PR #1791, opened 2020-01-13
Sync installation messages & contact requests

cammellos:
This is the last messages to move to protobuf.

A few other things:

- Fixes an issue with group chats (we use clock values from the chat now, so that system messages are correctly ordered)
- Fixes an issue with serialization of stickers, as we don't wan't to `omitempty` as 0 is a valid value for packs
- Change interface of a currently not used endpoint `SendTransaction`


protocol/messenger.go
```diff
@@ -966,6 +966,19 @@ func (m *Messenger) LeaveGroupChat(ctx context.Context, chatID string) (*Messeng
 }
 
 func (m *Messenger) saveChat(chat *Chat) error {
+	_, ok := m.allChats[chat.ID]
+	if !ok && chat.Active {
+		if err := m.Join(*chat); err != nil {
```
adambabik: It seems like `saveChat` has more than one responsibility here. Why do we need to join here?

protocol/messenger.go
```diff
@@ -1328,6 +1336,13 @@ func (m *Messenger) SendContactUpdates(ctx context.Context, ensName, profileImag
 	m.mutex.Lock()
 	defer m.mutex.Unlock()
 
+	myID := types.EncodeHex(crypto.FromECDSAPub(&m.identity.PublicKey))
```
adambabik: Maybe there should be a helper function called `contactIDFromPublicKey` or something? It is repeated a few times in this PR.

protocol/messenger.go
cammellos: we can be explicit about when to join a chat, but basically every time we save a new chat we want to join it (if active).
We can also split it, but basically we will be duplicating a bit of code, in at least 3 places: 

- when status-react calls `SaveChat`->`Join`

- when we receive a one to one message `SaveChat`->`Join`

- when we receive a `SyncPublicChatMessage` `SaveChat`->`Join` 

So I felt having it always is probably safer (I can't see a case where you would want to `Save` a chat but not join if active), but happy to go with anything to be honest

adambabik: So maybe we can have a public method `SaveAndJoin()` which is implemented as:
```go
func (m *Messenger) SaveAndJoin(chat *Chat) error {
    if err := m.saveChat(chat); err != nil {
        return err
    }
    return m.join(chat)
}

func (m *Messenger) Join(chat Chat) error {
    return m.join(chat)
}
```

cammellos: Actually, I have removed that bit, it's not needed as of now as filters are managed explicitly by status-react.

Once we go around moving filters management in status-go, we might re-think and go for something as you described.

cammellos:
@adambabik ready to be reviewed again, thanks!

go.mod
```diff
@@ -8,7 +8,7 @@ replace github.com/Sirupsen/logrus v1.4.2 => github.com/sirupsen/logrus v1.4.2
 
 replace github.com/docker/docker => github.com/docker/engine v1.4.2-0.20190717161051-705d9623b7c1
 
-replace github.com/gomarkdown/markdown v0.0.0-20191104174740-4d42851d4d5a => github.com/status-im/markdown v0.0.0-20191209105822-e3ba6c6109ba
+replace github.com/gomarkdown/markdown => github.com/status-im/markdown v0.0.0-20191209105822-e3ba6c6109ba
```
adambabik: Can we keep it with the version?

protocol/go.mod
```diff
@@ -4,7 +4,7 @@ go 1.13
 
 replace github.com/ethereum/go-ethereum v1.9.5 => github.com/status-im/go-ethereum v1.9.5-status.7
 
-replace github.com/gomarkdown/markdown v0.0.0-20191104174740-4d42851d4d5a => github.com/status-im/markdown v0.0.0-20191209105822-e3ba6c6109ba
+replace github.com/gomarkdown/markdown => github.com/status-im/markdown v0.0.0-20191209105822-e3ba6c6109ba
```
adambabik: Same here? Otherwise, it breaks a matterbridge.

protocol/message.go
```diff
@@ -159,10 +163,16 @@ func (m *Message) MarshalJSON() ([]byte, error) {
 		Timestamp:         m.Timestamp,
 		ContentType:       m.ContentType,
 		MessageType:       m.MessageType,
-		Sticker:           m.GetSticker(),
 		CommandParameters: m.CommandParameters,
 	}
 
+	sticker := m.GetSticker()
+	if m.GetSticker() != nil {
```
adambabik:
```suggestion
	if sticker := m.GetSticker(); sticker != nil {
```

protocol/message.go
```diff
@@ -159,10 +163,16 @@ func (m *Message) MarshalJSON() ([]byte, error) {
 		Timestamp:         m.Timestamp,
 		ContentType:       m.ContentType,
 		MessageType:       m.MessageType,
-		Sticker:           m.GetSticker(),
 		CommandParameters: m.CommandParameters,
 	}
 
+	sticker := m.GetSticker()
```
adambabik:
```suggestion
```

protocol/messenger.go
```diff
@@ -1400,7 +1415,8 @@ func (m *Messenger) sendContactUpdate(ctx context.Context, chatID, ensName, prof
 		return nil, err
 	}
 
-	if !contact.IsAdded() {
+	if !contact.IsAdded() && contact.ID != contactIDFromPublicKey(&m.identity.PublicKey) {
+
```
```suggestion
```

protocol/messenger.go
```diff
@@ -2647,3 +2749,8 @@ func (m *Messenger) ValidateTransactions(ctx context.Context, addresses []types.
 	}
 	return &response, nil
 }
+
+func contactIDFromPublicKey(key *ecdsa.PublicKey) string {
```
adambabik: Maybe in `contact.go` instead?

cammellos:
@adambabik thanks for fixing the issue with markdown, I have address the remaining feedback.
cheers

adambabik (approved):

──────────

## To do
Within the data above, find the lines that contain the word "context" and copy each of them.

## Output for this task
@@ -966,6 +966,19 @@ func (m *Messenger) LeaveGroupChat(ctx context.Context, chatID string) (*Messeng
@@ -1328,6 +1336,13 @@ func (m *Messenger) SendContactUpdates(ctx context.Context, ensName, profileImag
@@ -1400,7 +1415,8 @@ func (m *Messenger) sendContactUpdate(ctx context.Context, chatID, ensName, prof
@@ -2647,3 +2749,8 @@ func (m *Messenger) ValidateTransactions(ctx context.Context, addresses []types.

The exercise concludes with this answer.